DATA LISTING.

PR #4670, opened 2026-06-25
Ignore trillium* major/minor updates on release/0.7

jcjones:
Replaces https://github.com/divviup/janus/pull/4665


divergentdave (approved):
We should probably do the same for other related crates, like `trillium` itself and `trillium-rustls`.

divergentdave (approved):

THE PROBLEM. Each line above should be copied exactly, with no line missing.

EXERCISE OUTPUT.
PR #4670, opened 2026-06-25
Ignore trillium* major/minor updates on release/0.7

jcjones:
Replaces https://github.com/divviup/janus/pull/4665


divergentdave (approved):
We should probably do the same for other related crates, like `trillium` itself and `trillium-rustls`.

divergentdave (approved):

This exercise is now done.